* _SOURCE INFORMATION_
##############################
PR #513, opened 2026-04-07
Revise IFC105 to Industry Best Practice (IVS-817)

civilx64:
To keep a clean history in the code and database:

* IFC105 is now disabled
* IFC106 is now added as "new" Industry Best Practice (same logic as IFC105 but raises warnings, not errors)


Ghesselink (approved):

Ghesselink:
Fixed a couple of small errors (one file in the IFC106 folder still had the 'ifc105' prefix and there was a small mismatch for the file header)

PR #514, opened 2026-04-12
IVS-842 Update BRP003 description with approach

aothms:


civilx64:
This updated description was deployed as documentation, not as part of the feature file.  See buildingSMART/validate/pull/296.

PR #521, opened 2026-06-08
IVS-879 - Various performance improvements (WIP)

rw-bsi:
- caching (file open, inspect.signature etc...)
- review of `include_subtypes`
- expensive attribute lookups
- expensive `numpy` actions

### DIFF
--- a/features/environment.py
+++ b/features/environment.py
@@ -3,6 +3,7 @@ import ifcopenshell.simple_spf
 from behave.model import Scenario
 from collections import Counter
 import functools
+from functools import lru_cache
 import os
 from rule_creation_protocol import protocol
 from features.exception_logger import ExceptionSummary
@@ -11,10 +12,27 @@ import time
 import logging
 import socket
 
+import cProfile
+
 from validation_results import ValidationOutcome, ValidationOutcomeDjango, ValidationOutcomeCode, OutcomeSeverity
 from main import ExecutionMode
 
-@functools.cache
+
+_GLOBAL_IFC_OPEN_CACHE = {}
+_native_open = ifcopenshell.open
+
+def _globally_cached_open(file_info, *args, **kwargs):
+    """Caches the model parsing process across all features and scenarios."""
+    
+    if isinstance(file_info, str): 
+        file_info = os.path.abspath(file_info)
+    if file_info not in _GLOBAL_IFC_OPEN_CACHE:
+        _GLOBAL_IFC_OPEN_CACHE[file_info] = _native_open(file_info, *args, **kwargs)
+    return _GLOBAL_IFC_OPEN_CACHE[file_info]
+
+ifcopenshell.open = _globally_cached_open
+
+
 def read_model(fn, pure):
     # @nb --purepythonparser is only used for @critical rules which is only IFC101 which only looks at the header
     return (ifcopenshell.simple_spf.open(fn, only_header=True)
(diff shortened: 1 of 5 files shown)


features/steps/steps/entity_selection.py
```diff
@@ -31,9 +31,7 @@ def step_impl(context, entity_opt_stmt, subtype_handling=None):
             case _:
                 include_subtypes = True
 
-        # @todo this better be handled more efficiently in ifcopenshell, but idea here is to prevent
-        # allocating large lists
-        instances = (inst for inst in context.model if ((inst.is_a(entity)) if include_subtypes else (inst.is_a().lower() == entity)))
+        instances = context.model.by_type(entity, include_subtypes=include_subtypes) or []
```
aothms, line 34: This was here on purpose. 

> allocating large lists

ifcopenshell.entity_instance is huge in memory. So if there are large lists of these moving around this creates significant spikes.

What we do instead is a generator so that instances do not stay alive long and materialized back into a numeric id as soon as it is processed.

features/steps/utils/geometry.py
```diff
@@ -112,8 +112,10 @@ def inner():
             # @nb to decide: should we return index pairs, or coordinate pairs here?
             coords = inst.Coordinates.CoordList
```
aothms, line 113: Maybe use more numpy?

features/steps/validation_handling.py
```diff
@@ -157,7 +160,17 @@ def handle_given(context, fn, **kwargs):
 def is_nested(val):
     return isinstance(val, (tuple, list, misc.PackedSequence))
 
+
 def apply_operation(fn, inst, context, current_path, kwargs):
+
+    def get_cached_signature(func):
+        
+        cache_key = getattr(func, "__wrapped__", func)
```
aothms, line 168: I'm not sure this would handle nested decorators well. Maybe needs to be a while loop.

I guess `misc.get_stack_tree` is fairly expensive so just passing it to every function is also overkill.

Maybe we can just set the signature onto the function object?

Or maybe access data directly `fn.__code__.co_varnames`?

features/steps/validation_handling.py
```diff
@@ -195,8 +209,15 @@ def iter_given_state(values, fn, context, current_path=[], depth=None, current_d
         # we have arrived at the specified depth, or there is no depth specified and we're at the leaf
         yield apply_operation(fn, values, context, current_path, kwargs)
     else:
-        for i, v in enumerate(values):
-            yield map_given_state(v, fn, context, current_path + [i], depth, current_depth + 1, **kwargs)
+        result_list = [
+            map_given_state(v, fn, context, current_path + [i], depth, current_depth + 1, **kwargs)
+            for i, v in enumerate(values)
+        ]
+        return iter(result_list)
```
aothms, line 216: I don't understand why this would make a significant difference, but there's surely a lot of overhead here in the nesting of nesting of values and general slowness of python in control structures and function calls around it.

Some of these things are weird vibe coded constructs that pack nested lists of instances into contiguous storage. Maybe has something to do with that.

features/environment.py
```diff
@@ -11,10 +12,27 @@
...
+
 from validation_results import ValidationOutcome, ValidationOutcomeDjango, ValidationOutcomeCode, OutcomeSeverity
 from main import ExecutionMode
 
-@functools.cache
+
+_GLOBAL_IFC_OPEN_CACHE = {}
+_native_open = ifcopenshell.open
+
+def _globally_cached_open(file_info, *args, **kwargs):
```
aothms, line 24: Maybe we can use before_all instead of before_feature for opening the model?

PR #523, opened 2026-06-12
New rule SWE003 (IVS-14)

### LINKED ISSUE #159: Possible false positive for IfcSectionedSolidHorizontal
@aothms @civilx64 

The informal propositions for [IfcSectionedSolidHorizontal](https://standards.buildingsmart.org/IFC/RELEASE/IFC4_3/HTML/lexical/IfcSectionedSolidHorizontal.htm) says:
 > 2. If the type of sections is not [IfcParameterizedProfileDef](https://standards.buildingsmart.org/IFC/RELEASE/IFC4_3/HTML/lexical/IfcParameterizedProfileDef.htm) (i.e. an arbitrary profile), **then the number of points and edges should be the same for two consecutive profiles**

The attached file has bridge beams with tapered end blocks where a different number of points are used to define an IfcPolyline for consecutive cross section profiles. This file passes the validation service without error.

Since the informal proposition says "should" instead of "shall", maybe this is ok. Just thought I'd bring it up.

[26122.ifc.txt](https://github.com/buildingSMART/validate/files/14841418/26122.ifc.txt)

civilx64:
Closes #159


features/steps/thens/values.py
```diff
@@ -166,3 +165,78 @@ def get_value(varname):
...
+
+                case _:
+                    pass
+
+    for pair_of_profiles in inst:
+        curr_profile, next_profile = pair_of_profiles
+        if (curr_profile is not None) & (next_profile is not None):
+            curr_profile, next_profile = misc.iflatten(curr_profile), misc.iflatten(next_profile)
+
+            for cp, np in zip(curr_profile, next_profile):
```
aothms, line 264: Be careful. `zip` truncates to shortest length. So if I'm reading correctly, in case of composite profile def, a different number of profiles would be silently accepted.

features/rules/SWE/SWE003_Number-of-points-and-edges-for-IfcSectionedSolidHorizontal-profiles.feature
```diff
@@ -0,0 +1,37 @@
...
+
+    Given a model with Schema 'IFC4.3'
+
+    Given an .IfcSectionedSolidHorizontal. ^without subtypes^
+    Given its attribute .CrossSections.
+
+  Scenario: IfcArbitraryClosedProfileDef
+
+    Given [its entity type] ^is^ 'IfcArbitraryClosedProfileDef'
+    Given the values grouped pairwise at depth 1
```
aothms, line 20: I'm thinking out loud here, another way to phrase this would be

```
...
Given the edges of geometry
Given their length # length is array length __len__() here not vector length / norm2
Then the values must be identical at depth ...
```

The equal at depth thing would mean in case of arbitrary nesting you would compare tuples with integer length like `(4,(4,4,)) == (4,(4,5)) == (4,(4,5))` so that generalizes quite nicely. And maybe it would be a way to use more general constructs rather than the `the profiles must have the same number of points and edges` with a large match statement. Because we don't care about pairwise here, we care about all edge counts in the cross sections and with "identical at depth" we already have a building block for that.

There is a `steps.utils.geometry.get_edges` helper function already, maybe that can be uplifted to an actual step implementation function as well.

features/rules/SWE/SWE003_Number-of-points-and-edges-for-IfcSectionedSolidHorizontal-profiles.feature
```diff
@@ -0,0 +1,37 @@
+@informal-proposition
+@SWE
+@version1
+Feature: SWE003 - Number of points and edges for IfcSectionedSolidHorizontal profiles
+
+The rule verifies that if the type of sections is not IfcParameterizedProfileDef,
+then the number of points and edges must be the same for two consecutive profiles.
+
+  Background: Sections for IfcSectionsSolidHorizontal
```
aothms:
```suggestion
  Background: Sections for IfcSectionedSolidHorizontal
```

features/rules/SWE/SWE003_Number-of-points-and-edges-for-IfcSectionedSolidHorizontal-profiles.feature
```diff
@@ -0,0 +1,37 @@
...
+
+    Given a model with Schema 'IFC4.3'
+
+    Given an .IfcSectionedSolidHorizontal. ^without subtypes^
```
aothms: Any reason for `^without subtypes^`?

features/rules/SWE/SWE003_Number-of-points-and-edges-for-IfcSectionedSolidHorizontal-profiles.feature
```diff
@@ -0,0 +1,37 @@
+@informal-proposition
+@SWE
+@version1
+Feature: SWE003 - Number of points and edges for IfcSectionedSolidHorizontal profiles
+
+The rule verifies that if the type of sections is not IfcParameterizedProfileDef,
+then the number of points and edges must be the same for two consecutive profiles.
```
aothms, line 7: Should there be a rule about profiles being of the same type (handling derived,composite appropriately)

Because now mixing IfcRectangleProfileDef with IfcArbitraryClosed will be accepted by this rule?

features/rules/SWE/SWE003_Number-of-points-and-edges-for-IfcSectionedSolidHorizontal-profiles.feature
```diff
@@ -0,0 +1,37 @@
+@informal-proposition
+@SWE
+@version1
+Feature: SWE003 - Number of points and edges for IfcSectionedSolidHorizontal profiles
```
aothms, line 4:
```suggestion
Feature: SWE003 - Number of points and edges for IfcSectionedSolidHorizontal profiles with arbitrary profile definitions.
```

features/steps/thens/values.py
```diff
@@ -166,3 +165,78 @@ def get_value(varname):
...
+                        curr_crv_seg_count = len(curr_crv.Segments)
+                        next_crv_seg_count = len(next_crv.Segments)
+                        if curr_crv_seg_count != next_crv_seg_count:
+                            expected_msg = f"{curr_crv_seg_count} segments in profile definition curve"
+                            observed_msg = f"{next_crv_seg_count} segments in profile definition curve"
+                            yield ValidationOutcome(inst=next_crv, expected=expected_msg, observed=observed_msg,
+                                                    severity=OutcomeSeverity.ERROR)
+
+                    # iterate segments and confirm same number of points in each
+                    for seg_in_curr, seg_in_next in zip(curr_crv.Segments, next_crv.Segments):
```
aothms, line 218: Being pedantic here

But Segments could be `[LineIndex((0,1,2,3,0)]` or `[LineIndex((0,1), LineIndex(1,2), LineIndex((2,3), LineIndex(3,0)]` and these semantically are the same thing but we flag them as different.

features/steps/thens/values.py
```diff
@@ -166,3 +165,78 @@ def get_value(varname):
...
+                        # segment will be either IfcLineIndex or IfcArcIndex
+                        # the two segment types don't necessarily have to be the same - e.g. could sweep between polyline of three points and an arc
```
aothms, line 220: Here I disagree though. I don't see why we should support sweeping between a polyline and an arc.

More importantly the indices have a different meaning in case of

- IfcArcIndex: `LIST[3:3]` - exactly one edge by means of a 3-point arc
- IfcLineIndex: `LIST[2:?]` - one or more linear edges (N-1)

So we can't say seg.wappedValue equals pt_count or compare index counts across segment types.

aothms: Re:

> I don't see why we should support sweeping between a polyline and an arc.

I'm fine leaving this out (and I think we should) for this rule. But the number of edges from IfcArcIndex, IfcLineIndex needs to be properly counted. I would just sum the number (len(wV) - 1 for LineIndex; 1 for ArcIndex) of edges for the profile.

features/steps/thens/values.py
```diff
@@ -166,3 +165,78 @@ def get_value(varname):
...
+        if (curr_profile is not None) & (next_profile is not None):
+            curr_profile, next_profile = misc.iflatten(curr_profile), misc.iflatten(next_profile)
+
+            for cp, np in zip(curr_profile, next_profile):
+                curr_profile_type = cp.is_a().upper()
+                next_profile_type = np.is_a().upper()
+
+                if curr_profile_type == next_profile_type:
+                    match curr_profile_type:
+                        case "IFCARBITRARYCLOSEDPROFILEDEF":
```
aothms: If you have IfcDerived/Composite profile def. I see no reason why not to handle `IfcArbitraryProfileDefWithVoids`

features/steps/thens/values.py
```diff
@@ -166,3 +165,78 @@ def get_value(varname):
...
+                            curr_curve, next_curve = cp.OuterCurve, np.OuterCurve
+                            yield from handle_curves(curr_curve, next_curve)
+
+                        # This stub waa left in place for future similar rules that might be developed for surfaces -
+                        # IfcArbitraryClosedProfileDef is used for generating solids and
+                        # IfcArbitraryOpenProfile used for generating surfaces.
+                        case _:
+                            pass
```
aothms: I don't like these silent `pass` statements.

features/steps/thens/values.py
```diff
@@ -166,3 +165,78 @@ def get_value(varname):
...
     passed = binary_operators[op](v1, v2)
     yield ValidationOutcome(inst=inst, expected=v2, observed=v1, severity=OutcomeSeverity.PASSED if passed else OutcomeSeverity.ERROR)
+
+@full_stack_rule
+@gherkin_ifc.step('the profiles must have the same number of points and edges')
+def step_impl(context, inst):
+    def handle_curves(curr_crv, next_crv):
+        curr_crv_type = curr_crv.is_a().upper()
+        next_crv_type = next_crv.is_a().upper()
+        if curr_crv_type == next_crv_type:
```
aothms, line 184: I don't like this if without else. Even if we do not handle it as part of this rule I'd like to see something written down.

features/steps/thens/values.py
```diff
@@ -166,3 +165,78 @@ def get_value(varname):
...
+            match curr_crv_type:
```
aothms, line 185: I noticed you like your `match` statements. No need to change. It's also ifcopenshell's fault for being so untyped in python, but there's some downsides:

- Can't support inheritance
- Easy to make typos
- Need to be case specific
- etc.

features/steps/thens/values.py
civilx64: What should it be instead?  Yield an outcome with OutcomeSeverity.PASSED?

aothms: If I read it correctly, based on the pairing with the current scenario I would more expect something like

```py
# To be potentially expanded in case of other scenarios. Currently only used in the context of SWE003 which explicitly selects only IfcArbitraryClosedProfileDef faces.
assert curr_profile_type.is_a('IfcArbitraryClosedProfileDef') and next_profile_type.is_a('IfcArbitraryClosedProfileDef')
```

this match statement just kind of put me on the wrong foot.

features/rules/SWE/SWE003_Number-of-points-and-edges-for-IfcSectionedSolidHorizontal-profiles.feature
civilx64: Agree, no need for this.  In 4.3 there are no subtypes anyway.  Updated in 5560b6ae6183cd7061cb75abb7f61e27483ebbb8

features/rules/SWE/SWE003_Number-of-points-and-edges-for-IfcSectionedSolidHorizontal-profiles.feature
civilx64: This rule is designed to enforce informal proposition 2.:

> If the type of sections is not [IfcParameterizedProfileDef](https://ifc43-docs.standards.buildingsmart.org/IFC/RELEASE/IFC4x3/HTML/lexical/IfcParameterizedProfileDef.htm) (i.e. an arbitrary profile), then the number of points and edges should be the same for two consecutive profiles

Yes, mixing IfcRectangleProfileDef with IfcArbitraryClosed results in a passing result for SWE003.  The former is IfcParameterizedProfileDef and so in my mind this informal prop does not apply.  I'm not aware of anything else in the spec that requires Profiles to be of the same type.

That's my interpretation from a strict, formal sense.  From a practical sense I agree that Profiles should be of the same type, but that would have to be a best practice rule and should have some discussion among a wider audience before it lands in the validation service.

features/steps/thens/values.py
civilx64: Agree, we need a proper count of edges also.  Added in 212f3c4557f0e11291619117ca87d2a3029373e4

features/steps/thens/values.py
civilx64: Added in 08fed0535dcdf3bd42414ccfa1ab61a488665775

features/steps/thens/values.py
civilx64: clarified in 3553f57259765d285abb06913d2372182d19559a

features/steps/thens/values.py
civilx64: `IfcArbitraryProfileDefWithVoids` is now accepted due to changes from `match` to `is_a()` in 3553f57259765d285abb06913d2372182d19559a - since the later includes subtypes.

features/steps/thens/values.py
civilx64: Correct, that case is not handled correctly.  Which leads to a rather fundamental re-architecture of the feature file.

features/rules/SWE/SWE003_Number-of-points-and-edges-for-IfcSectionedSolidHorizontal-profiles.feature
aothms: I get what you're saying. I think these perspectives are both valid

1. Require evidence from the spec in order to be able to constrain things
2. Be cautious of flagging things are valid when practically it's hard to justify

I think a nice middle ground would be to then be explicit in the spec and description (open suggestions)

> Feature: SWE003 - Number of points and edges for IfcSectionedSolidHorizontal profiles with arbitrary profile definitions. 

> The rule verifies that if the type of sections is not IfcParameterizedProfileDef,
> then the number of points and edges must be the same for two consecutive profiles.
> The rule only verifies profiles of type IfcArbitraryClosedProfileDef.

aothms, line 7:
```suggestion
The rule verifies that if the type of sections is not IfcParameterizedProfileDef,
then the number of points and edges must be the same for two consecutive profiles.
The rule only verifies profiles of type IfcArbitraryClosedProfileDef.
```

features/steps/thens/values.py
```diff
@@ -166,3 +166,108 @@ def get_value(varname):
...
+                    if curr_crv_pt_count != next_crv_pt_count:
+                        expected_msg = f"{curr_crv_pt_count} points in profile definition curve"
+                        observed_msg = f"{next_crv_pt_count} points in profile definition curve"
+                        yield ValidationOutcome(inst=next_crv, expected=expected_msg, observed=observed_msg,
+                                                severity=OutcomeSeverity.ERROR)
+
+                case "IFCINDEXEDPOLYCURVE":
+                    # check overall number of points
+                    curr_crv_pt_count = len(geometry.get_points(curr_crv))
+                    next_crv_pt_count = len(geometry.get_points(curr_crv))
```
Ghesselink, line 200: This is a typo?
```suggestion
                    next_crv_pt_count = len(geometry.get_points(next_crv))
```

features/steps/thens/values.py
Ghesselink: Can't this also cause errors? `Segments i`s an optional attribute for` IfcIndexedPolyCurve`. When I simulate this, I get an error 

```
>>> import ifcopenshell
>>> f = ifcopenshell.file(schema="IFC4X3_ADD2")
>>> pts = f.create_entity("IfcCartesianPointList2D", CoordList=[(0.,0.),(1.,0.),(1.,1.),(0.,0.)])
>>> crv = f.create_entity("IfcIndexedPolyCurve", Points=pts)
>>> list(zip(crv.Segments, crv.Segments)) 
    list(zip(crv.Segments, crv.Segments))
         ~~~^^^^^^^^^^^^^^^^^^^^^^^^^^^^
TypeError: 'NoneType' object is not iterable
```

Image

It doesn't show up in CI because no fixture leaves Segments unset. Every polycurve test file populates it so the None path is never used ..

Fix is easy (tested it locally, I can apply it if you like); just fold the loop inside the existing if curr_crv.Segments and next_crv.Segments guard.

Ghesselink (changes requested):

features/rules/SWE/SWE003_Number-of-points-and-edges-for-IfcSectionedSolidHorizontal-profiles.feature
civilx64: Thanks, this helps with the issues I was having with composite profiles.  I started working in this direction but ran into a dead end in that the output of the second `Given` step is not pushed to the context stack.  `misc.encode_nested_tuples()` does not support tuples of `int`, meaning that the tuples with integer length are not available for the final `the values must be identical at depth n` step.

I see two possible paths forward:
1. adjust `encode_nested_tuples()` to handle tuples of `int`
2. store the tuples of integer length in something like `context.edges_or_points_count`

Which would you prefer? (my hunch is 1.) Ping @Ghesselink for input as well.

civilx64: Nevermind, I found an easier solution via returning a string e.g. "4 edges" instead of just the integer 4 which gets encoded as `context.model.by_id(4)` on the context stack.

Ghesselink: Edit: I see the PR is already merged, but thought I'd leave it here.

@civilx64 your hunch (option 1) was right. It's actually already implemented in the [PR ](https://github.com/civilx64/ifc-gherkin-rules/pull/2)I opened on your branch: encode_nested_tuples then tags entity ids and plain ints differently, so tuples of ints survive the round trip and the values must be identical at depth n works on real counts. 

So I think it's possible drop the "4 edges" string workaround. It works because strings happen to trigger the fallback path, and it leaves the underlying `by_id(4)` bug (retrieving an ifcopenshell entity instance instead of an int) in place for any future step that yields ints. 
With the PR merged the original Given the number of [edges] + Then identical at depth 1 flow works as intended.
##############################
* _REQUIREMENT_
Tally the lines above that contain the string "utils". Respond with the total alone.

* _FINISHED EXERCISE_
2